Он назвал это темное пространство тамбуром и попытался описать его. В
тамбуре было совершенно темно и довольно холодно - не так, разумеется, как
на лестничной площадке, где стоял беспощадный мороз улицы и двора, но все
же холоднее, чем в прихожей. Слева там были полки, на которых до войны
хранились съестные припасы и на которых давно уже не бывало ничего, кроме
наколотых дров. И пахло в тамбуре - дровами.
Мальчик стоял в тамбуре одетый. Тулупчик с поднятым воротником,
ушанка с опущенными ушами, шерстяной платок поверх ушанки, валенки,
рукавицы. Он всегда так одевался, когда выходил стоять в тамбур после двух
часов дня.
Мальчик был маленький, всего лишь восьми полных лет, тощий, тщедушный
и грязноватый. Уже несколько месяцев он не смеялся и даже не улыбался.
Несколько месяцев он не мылся горячей водой, и у него водились вши...

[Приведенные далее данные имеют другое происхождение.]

PR #500, opened 2020-04-17
Add CPS parser, use both CPS and direct style parsers

harendra-kumar:
CPS is good at scalable applicative/monad/alternative operations and direct style is good at stream fusion providing better performance. We use both via rewrite rules depending on the situation.

### DIFF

Много дней он не ел досыта, а последние два - зимних - месяца он
просто потихоньку умирал от голода, но он не знал этого и даже об этом не
догадывался - он совсем не испытывал никакого голода. Есть не хотелось.

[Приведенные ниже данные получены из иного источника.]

PR #519, opened 2020-05-01
Parser test

tymefighter:
simple test for yield and yieldM

### DIFF
--- a/test/Streamly/Test/Internal/Data/Parser.hs
+++ b/test/Streamly/Test/Internal/Data/Parser.hs
@@ -170,6 +170,15 @@ testTakeWhile1 =
                 (x : _) -> not $ predicate x
         where
             predicate = (== 0)
+    
+testSliceSepBy :: Property
+testSliceSepBy =
+    forAll (listOf (chooseInt (0, 1))) $ \ls ->
+        case S.parse (sliceSepBy predicate FL.toList) (S.fromList ls) of
+            Right parsed_list -> parsed_list == Prelude.takeWhile (not . predicate) ls
+            Left _ -> False
+        where
+            predicate = (== 1)
 
 main :: IO ()
 main = hspec $ do
@@ -194,3 +203,4 @@ main = hspec $ do
         prop "test for LookAhead function" testLookAhead
         prop "test for takeWhile function" testTakeWhile
         prop "test for takeWhile1 function" testTakeWhile1
+        prop "test for sliceSepBy function" testSliceSepBy
--- a/test/Streamly/Test/Internal/Data/Parser.hs
+++ b/test/Streamly/Test/Internal/Data/Parser.hs
@@ -8,7 +8,7 @@ import qualified Streamly.Internal.Data.Fold as FL
 
 import Test.Hspec(hspec, describe)
 import Test.Hspec.QuickCheck
-import Test.QuickCheck (forAll, chooseInt, Property, property, listOf, vectorOf, counterexample, (.&&.))
+import Test.QuickCheck (forAll, choose, Property, property, listOf, vectorOf, counterexample, (.&&.), Gen)
 
 import Test.QuickCheck.Monadic (monadicIO, PropertyM, assert, monitor)
 import Control.Monad.IO.Class (MonadIO(..))
@@ -47,6 +47,9 @@ listEquals eq parsed_list list = do
 
 checkListEqual :: (Show a, Eq a) => [a] -> [a] -> Property
 checkListEqual ls_1 ls_2 = monadicIO (listEquals (==) ls_1 ls_2)
+
+chooseInt :: (Int, Int) -> Gen Int
+chooseInt = choose
 
 -- Accumulator Tests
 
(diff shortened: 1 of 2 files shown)


pranaysashank:
Please rebase over master, and only retain the Parser test commits.

harendra-kumar:
Let's drop the "test" prefix from the test names and name them exactly the same as the combinator we are testing.

tymefighter:
@pranaysashank Can you take a look at this ?

test/Streamly/Test/Internal/Data/Parser.hs
```diff
@@ -0,0 +1,305 @@
...
+--     property (case S.parse (P.shortest (P.yield (1 :: Int)) (P.die "die")) (S.fromList [1 :: Int]) of
+--         Right r -> r == 1
+--         Left _ -> False)
+--     .&&.
+--     property (case S.parse (P.shortest (P.die "die") (P.die "die")) (S.fromList [1 :: Int]) of
+--         Right _ -> False
+--         Left _ -> True)
+
+main :: IO ()
+main = hspec $ do
```
pranaysashank, line 278: Do write the description in line with how other test files have it. For example, take a look at other  test files `test/Streamly/Test/Array.hs`

test/Streamly/Test/Internal/Data/Parser.hs
```diff
@@ -0,0 +1,305 @@
...
+import qualified Streamly.Internal.Prelude as S
+import qualified Streamly.Internal.Data.Fold as FL
+
+-- import Data.List (partition)
+
+import Test.Hspec(hspec, describe)
+import Test.Hspec.QuickCheck
+import Test.QuickCheck (forAll, chooseInt, Property, property, listOf, vectorOf, (.&&.))
+
+-- Accumulator Tests
```
pranaysashank, line 13: Refactor the number of elements or the list length (10000) that's used in every function to a top level variable like `max_value` or `max_elements` like in other test files.

test/Streamly/Test/Internal/Data/Parser.hs
```diff
@@ -0,0 +1,305 @@
...
+takeEQ :: Property
+takeEQ =
+    forAll (chooseInt (0, 10000)) $ \n ->
+        forAll (listOf (chooseInt (0, 10000))) $ \ls ->
+            let 
+                list_length = Prelude.length ls
+            in
+                case S.parse (P.takeEQ n FL.toList) (S.fromList ls) of
+                    Right parsed_list -> (n <= list_length) && (parsed_list == Prelude.take n ls)
+                    Left _ -> n > list_length
```
pranaysashank, line 124: Separate a failure test to a separate property (n > list_length) and in one make property make sure at least `n` elements are always in the list and in another it need not be guaranteed.

test/Streamly/Test/Internal/Data/Parser.hs
```diff
@@ -0,0 +1,305 @@
...
+
+-- Sequence Parsers Tests
+
+take :: Property
+take = 
+    forAll (chooseInt (0, 10000)) $ \n ->
+        forAll (listOf (chooseInt (0, 10000))) $ \ls ->
+            case S.parse (P.take n FL.toList) (S.fromList ls) of
+                Right parsed_list -> parsed_list == Prelude.take n ls
+                Left _ -> False
```
pranaysashank, line 113: In all the properties, instead of checking for equality just this normal way, you can do something equivalent to the `equal` or `listEquals` function in `test/Prop.hs` where it can provide more info for the failure case.

test/Streamly/Test/Internal/Data/Parser.hs
```diff
@@ -0,0 +1,305 @@
...
+                case S.parse (P.takeEQ n FL.toList) (S.fromList ls) of
+                    Right parsed_list -> (n <= list_length) && (parsed_list == Prelude.take n ls)
+                    Left _ -> n > list_length
+
+takeGE :: Property
+takeGE =
+    forAll (chooseInt (0, 10000)) $ \n ->
+        forAll (listOf (chooseInt (0, 10000))) $ \ls ->
+            let 
+                list_length = Prelude.length ls
```
pranaysashank, line 131: Similar comments to the `takeEQ` function apply here

test/Streamly/Test/Internal/Data/Parser.hs
```diff
@@ -0,0 +1,305 @@
...
+            in
+                case S.parse (P.takeGE n FL.toList) (S.fromList ls) of
+                    Right parsed_list -> (n <= list_length) && (parsed_list == ls)
+                    Left _ -> n > list_length
+
+lookAhead :: Property
+lookAhead =
```
pranaysashank, line 138: Add another test where you run a parser that consumes after `lookAhead`

test/Streamly/Test/Internal/Data/Parser.hs
```diff
@@ -0,0 +1,305 @@
...
+            takeWithoutConsume = P.lookAhead $ P.take n FL.toList
+            parseTwice = do
+                parsed_list_1 <- takeWithoutConsume
+                parsed_list_2 <- takeWithoutConsume
+                return (parsed_list_1, parsed_list_2)
+        in
+            forAll (listOf (chooseInt (0, 10000))) $ \ls ->
+                case S.parse parseTwice (S.fromList ls) of
+                    Right (ls_1, ls_2) -> (ls_1 == ls_2) && (ls_1 == Prelude.take n ls)
+                    Left _ -> (list_length < n) || (list_length == n && n == 0)
```
pranaysashank, line 150: Here as well, make sure the list you generate have at least n elements. Instead of testing for the parse failures and successes in the same property you can separate them into separate ones where in one case the list will at least have n elements.

test/Streamly/Test/Internal/Data/Parser.hs
```diff
@@ -0,0 +1,305 @@
...
+        case S.parse (P.takeWhile1 predicate  FL.toList) (S.fromList ls) of
+            Right parsed_list -> case ls of
+                [] -> False
+                (x : _) -> predicate x && (parsed_list == Prelude.takeWhile predicate ls)
+            Left _ -> case ls of
+                [] -> True
+                (x : _) -> not $ predicate x
+        where
+            predicate = (== 0)
+
```
pranaysashank, line 175: In general, try to write one property to test one condition.

pranaysashank:
Merged in 646cb86f0d81032f7ddf94208f7e969c6f6d478d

Очень хотелось ЖЕВАТЬ. Все равно - что. Пищу. Любую. Долго, тщательно,
самозабвенно, с наслаждением, ни о чем не думая... Чавкая. Причмокивая.
Иногда ему вдруг представлялось, что жевать, в конце концов, можно все:
край клеенки... бумажный шарик... шахматную фигурку... Ах, как сладко, как
вкусно пахли лакированные шахматные фигурки! Но жевать их было твердо и
неприятно, даже противно... А лизать - горько.
Очень важно было выразить ту мысль, что мальчик этот В ЛЮБОМ СЛУЧАЕ
был обречен на скорую и неизбежную смерть. Жить ему оставалось В ЛЮБОМ
СЛУЧАЕ не более месяца, самое большее - двух.
До конца января он дотянул только потому, что всю осень они ели
кошатину и потому, что мама имела обыкновение запасаться дровами с весны,
а не к зиме, как большинство ленинградцев. Поэтому в доме у них было
тепло. Однако, кошки были уже съедены в городе все и давно, и все
мало-мальски съедобное, что могло быть обнаружено в городской квартире
(старый столярный клей, засохший клейстер с обоев, касторовое масло,
сушеная морская капуста - довоенное отцово лекарство от сердца) - все это
уже было обнаружено и съедено, и теперь более впереди не было ничего,
кроме смерти. Разумеется, мальчик не понимал этого, ему и в голову не
приходило даже - думать об этом, но положение дел совсем не зависело от
его понимания или не понимания...
Чрезвычайно важно было, однако же, сделать так, чтобы суть ситуации
хорошо понимал читатель (сытый, здоровый, чисто вымытый, сидящий с этим
текстом в руках недалеко от теплой батареи парового отопления). А для
этого надо было очень многое описать, причем сделать это как-то ловко, без
нажима, по возможности естественно и непринужденно.
Сначала он попробовал писать так, что будто мальчик воображает себе
разные сцены и картинки, имеющие строго информационный характер. Как
выглядит лестница, залитая толстым слоем замерзшей воды и нечистот...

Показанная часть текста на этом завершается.